Monday, June 05, 2006

What tax rate are we paying?

One of my handful of faithful readers had a question about my "Productivity Curve" concept. He wanted to know what our current tax rate is. He said that he pays a lot less than 33% in taxes.

He probably pays more than he thinks.

We all pay layers and layers of different taxes to the federal government, state government, and local government. Some are direct and others are indirect. Some are visible and some are hidden. My Federal income tax bill is also quite a bit less than 33% of my income. It is somewhere around 10%. But adding up all of the taxes that I pay is a daunting task. The payroll taxes for Medicare and Social Security are about 15%. My property tax bill each year is also quite large. It is not determined as a percentage of my income, but if it was, it would be another 6% or so. That gets us up to 31%, and we have not started to account for sales tax, gasoline taxes, and all of the other tax expenses passed on to me in the cost of the things I buy.

As an example, when I buy one gallon of gasoline at the current price of $2.75, the government takes 53 cents in direct taxation. 18.3 cents goes to the federal excise tax, and the rest goes to the state. But that is not all. The government imposes 43 different taxes on the import, production, and distribution of gasoline. These costs are passed on to me in higher prices. In all, I pay 73 cents in taxes on every gallon of gasoline I buy. But to pay $2.75 in after-tax dollars, I have to earn significantly more than $2.75. At my total marginal tax rate of 40% (including income tax and payroll tax) I have to earn $4.58 to take home $2.75. So to buy $2.02 worth of gas, I must earn $4.58. The government takes the difference: $2.56. My effective tax rate on the money I earned is 55%.

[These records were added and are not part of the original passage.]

PR #11538, opened 2026-08-14
fix(desktop): scope proactive-lane quota cooldown per operation

Git-on-my-level:
## What changed and why

PR #11527 added a quota cooldown to `ProactiveLaneClient` so a 429 stops the client from hammering the desktop backend. That was the right idea, but the cooldown was scoped wrong and unbounded. This PR keys it per operation, clamps `Retry-After` to `[60s, 3600s]`, and records self-suppressed attempts as `quota_cooldown` instead of a fake server 429.

Decision semantics are unchanged: terminal state stays `silence`/`failed`, no user-visible surface, no retry loop.

### 1. One cooldown covered two independent server quotas

Server side, `backend/routers/desktop_proactivity.py` reserves quota under a **per-operation** Redis key: `f"desktop_{operation_value}"`, with separate ceilings `_OPERATION_DAILY_LIMITS = {"proactive_extraction": 200, "proactive_reasoning": 100}`. Extraction and reasoning have completely independent budgets.

Client side, `ProactiveLaneClient.complete(...)` called `checkQuotaCooldown()` at the very top — before the `operation` argument was considered at all. Both callers share `ProactiveLaneClient.shared`:
- `ContextBucketRollupWriter` (extraction) at `ContextBucketRollup.swift:609`, `ModelQoS.Proactivity.extractionOperation`
- `ContextProactivityEngine` (director / reasoning) at `ContextProactivityEngine.swift:97`, `ModelQoS.Proactivity.reasoningOperation`

Extraction runs on every qualified visit departure and has the larger ceiling (200), so it exhausts first. One 429 then suppressed the director's reasoning lane too, even though reasoning has its own untouched budget. The director is the only path that can produce a user-visible proactive notification, so a partial quota problem became a total notification outage.

### 2. The cooldown was unbounded

`backend/database/redis_db.py` `reserve_rate_limit` returns `retry_after = ttl`, the remaining TTL of a **fixed 24-hour window key** (`_QUOTA_WINDOW_SECONDS = 24 * 60 * 60`) — not a short per-slot delay. So `Retry-After` can legitimately be many hours. `armQuotaCooldown` accepted it verbatim with no upper bound, so a single late-in-window 429 could disable the proactive lane for the rest of the day in that process. Nothing re-checked sooner if the operator raised the limit or the window rolled.

### 3. A self-suppressed attempt was indistinguishable from a real server 429

`checkQuotaCooldown()` threw `.http(status: 429, ...)`, which `ProactiveLaneFailureClassification` recorded as `{"failure":"http_error","status":429}` — byte-identical to an actual server rejection. In the delivery ledger you could not tell "we asked the server and it refused" from "we never sent anything".

none

## How it was verified

- `cd desktop/macos && ./scripts/dev-feedback.py --once swift 'ProactiveLaneClientTests'` — **10/10 passed**. Headline: a 429 on `proactive_extraction` does **not** suppress a subsequent `proactive_reasoning` call (the reasoning request reaches the URLProtocol stub; a later extraction attempt in the same window does not). Same-operation suppress-then-resume, `Retry-After: 86400` clamped to 3600s, and tiny/zero `Retry-After` armed at least the 60s floor all passed. Injected clock; no wall-clock sleeps.
- `cd desktop/macos && ./scripts/dev-feedback.py --once swift 'ContextProactivityEngineTests|ContextProactivityDirectorFailureTests'` — **19/19 passed**. Stored delivery row is `{"failure":"quota_cooldown","status":429}` for a cooldown-skipped director attempt and `{"failure":"http_error","status":429}` for a real server 429.
- Local test compile required a temporary copy of the `RewindPage.swift` split from open PR #11537. That type-check timeout (`unable to type-check this expression in reasonable time`) is pre-existing on unmodified `origin/main` with local Xcode 26.2 / Swift 6.2.3; CI pins Xcode 16.4. The split was reverted after the tests ran and is **not** in this PR.
- I did not re-run the live quota-exhaustion path against a signed bundle; the regression is the hermetic client/engine tests above.

## Tests

- `ProactiveLaneClientTests.testExtractionQuotaCooldownDoesNotSuppressReasoning` — the headline test that fails on the pre-change shared cooldown.
- `ProactiveLaneClientTests.testExtractionSkipsNetworkDuringQuotaCooldownThenResumesAfterDeadline` — same operation is suppressed before the deadline and resumes after the injected clock passes it.
- `ProactiveLaneClientTests.testRetryAfterAboveADayIsClampedToOneHour` / `testTinyOrZeroRetryAfterArmsAtLeastTheFloor` — ceiling 3600s, floor 60s.
- `ContextProactivityDirectorFailureTests.testEngineRecordsQuotaCooldownProvenanceOnSelfSuppressedLaneError` / `testEngineRecordsHttp429ProvenanceOnTypedLaneError` — assert on the stored delivery row, not a source string.

## Failure class (fixes)

Failure-Class: new

**Violated contract:** a client-side cooldown that backs off from a server quota must be keyed to the same identity the server uses to reserve that quota. Sharing one process-wide deadline across independently governed operations converts a partial exhaustion into a total outage of unrelated lanes.

**Canonical guard:** `ProactiveLaneClient` now keys `quotaCooldownUntil` by the `operation` string, clamps `Retry-After` into `[60s, 3600s]`, and throws `.quotaCooldown` so provenance records `{"failure":"quota_cooldown","status":429}` instead of `http_error`. Behavioral tests drive production `complete()` through a URLProtocol stub with an injected clock, and assert the director delivery row.

**Evidence:** #11527 shipped the actor-wide cooldown. Server policy is per-operation (`desktop_{operation}` Redis key; extraction 200 / reasoning 100) with a fixed 24h window TTL feeding `Retry-After`. This PR is recorded as `evidence_prs: [11538]`.

## New guards

Not a new CI check. The reusable surface is the per-operation cooldown inside `ProactiveLaneClient` (not a new subsystem), proven by `testExtractionQuotaCooldownDoesNotSuppressReasoning`. #11527 is the merged PR that would have caught this if the headline test had existed.

## Local build hatch

Local pre-push `xcrun swift build -c debug --package-path Desktop` fails on unmodified `RewindPage.swift` under Xcode 26.2 / Swift 6.2.3 (same failure on `origin/main`; being fixed in #11537). This PR does not touch that file. Push uses the documented hatch `PRE_PUSH_SKIP_DESKTOP_SWIFT=1`. CI pins Xcode 16.4 and is unaffected. The focused test targets above still ran and passed.

🤖 Generated with Cursor

### DIFF
--- a/.github/failure-classes/FC-shared-backoff-conflated-independent-budgets.json
+++ b/.github/failure-classes/FC-shared-backoff-conflated-independent-budgets.json
@@ -8,7 +8,7 @@
     "desktop/macos/Desktop/Tests/ContextProactivityEngineTests.swift"
   ],
   "evidence_prs": [
-    11527
+    11538
   ],
   "scope_hints": [
     "desktop/macos/Desktop/Sources/ProactiveAssistants/**"
--- a/.github/failure-classes/FC-shared-backoff-conflated-independent-budgets.json
+++ b/.github/failure-classes/FC-shared-backoff-conflated-independent-budgets.json
@@ -1,0 +1,17 @@
+{
+  "schema_version": 1,
+  "id": "FC-shared-backoff-conflated-independent-budgets",
+  "violated_contract": "A client-side cooldown that backs off from a server quota must be keyed to the same identity the server uses to reserve that quota. Sharing one process-wide deadline across independently governed operations converts a partial exhaustion into a total outage of unrelated lanes.",
+  "canonical_prevention": "Key the cooldown by the operation string the server reserves, clamp Retry-After into a closed [60s, 3600s] range so the lane re-checks within an hour, and record self-suppressed attempts as quota_cooldown rather than http_error.",
+  "canonical_prevention_artifact": [
+    "desktop/macos/Desktop/Tests/ProactiveLaneClientTests.swift",
+    "desktop/macos/Desktop/Tests/ContextProactivityEngineTests.swift"
+  ],
+  "evidence_prs": [
+    11527
+  ],
+  "scope_hints": [
+    "desktop/macos/Desktop/Sources/ProactiveAssistants/**"
+  ],
+  "status": "open"
+}
--- a/desktop/macos/Desktop/Sources/ProactiveAssistants/Core/ContextBucketRollup.swift
+++ b/desktop/macos/Desktop/Sources/ProactiveAssistants/Core/ContextBucketRollup.swift
@@ -641,10 +641,14 @@ actor ContextBucketRollupWriter {
         normalizedContextKey: ContextTitleNormalizer.identityKey(
           appName: frame.appName, windowTitle: frame.windowTitle) ?? "")
     } catch {
-      if case .http(let status, _) = error as? ProactiveLaneClientError, status == 429 {
+      switch error as? ProactiveLaneClientError {
+      case .http(let status, _) where status == 429:
         return
+      case .quotaCooldown(_):
+        return
+      default:
+        log("Context bucket extraction failed silently: \(error.localizedDescription)")
       }
-      log("Context bucket extraction failed silently: \(error.localizedDescription)")
     }
   }
 
--- a/desktop/macos/Desktop/Sources/ProactiveAssistants/Core/ProactiveLaneClient.swift
+++ b/desktop/macos/Desktop/Sources/ProactiveAssistants/Core/ProactiveLaneClient.swift
@@ -127,6 +127,7 @@ actor ProactiveLaneClient {
   private var quotaCooldownUntil: [String: Date] = [:]
   private var loggedQuotaSkip: Set<String> = []
   private var loggedQuotaClamp: Set<String> = []
+  private var cooldownOwner: String?
 
   init(
     session: URLSession = .shared,
@@ -154,6 +155,8 @@ actor ProactiveLaneClient {
     maxCompletionTokens: Int = 1024,
     authorizationSnapshot: RuntimeOwnerAuthorizationSnapshot? = nil
   ) async throws -> ProactiveLaneResult {
+    let currentOwner = authorizationSnapshot?.ownerID
+    clearCooldownsIfOwnerChanged(currentOwner)
     try checkQuotaCooldown(operation: operation)
     if let authorizationSnapshot {
       guard RuntimeOwnerIdentity.isAuthorizationCurrent(authorizationSnapshot) else {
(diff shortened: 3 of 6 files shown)


Git-on-my-level:
Heads-up: the failing **Desktop Swift Release Compile** here is not caused by this PR. It fails on `RewindPage.swift:153` (`unable to type-check this expression in reasonable time`), which is a pre-existing regression on `main` introduced by #11519 and fixed in #11537. #11537 passes the same lane. Rebase on top of #11537 once it merges and this lane should go green.

Git-on-my-level:
**Correction to my previous comment.** I claimed the `TERM case never launched detached app` / `sentinel target build failed` steps were downstream of the RewindPage compile error. I tested that and it is **wrong**.

#11537 carries the RewindPage fix, and its `Desktop Swift Static & Test Contracts` lane **still fails**, on:

```
FAIL: TERM case never launched detached app
ERROR: timed out after 4s waiting for ./run.sh build lock (.../omi-run-sh-lock-test.../wt-a/.dev/run-sh-build.lock.d)
FAIL: workflow test-install job must semantically match the complete-job fixture   (x4)
```

So there are two independent problems on the desktop lanes right now:

1. **RewindPage type-check** (#11519 regression, fixed by #11537) — this genuinely explains the `Desktop Swift Release Compile` failures and any compile of the app.
2. **A separately broken `Desktop Swift Static & Test Contracts` lane** — launcher-script tests: a detached-launch TERM case, a `run.sh` build-lock timeout, and a workflow-fixture mismatch. These reproduce **with** the RewindPage fix applied, so they are not caused by it and are not caused by this PR either. None of these three PRs touch `.github/workflows/*.yml` or `run.sh`.

Net: #11537 still unblocks the release-compile lane and should still land first, but it will **not** by itself turn Static & Test Contracts green. That lane looks broken for every desktop PR at the moment and needs a separate owner.

Git-on-my-level:
**Correcting my earlier comment on this PR.** I attributed the `Desktop Swift Static & Test Contracts` failure partly to `TERM case never launched detached app` / `sentinel target build failed` / a workflow-fixture mismatch. That was a misread on my part: I grepped the job log for `FAIL:` and those lines are *expected* output from mutation sub-cases where the guard is meant to reject. `desktop/macos/tests/test-test-install-workflow-contract.sh` exits **0** when run directly.

The lane's actual failing step is `Test desktop Swift app`. On the runs I inspected the failing suites were `ContextBucketPromptAssemblerTests` (the equality test red on `main` since #11468, fixed by #11536), plus `AgentPillLifecycleTests` / `ChatTimelineContinuityTests` / `MarkdownNestedScrollTests` failing with `error: Exited with unexpected signal code 11` (test-runner segfaults), and `ChatCitationTests.testRewindCitationFocusIsOneShotAndPreservesExactScreenshotID`, which asserts on the global singleton `RewindCitationFocusState.shared` and is order-dependent on shared state.

Also for the record: the RewindPage type-check regression from #11519 was fixed directly on `main` in `37aa667262` (prompted by Codemagic v0.12.170 failing `swift build -c release`), so my #11537 was superseded and is now closed.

The tax rate varies widely depending on who earns the money and what they do with it. A lower income person pays a lower income tax rate, but a higher payroll tax rate. They also tend to pay more in sales taxes. A higher income person pays a higher income tax rate and lower payroll tax rate. The tax rate is higher if the money is spent on certain high-tax items. It is lower if the money is invested in a tax-sheltered account.

There is one way to determine the national tax rate, including all direct and indirect taxes, and even future tax liabilities created by deficit spending. Total government spending as a percentage of the size of the economy is the ultimate measure of the tax rate. Whatever the government spends, it takes from the economy in some way: either by direct taxation, by borrowing the money obligating them to take it at a later time, or by printing money and diluting the value of the existing money. Each year the Tax Foundation computes the tax rate using this method, and determines the "Tax Freedom Day". Last year, Tax Freedom Day was April 26, meaning that everything we produce and earn from January 1 to April 25 goes to fund the government. This is a 31.8% tax rate. The highest tax rate since World War II occurred during President Clinton's term, when the tax rate hit 33.6%.




As a whole, our government consumes roughly one third of what the private sector creates. There are other countries with higher tax rates. However, the truth remains that no nation has ever taxed itsself to prosperity. America achieves prosperity in spite of government, not because of it. The best thing that the government can do to increase prosperity is get out of the way.